DIRECTIONS: Your task is to copy every line of the entries that contains "commit".

SOURCE MATERIAL:
PR #173, opened 2015-06-01
added "git tag" task

SebSept:
I need it. Maybe someone else :)

### DIFF
--- a/src/Task/Vcs/GitStack.php
+++ b/src/Task/Vcs/GitStack.php
@@ -12,6 +12,7 @@ use Robo\Task\CommandStack;
  *  ->stopOnFail()
  *  ->add('-A')
  *  ->commit('adding everything')
+ *  ->tag('0.6.0')
  *  ->push('origin','master')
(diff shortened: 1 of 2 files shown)


DavertMik:
@boedah looks like this should be merged. No objections?

DavertMik:
Btw, here is the use case. Recenlty I implemented a script that mirrors Codeception into another repo with reducing some dependencies. 

https://github.com/Codeception/Codeception/blob/master/RoboFile.php#L632

boedah:
Yes, but it would be great, if you could add support for (optional) annotated tags.
This should be easy to do, meaning:

* adding  `-a -m %s`, where the message is escaped
** using http://api.symfony.com/2.7/Symfony/Component/Process/ProcessUtils.html#method_escapeArgument
** this could be done for many other tasks see https://github.com/Mihailoff/Robo/commit/44d2f8fe601a812d06c94f76b6c7ac444d2ade72#commitcomment-10860178
** also see #157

YOUR SOLUTION:
  *  ->commit('adding everything')
** this could be done for many other tasks see https://github.com/Mihailoff/Robo/commit/44d2f8fe601a812d06c94f76b6c7ac444d2ade72#commitcomment-10860178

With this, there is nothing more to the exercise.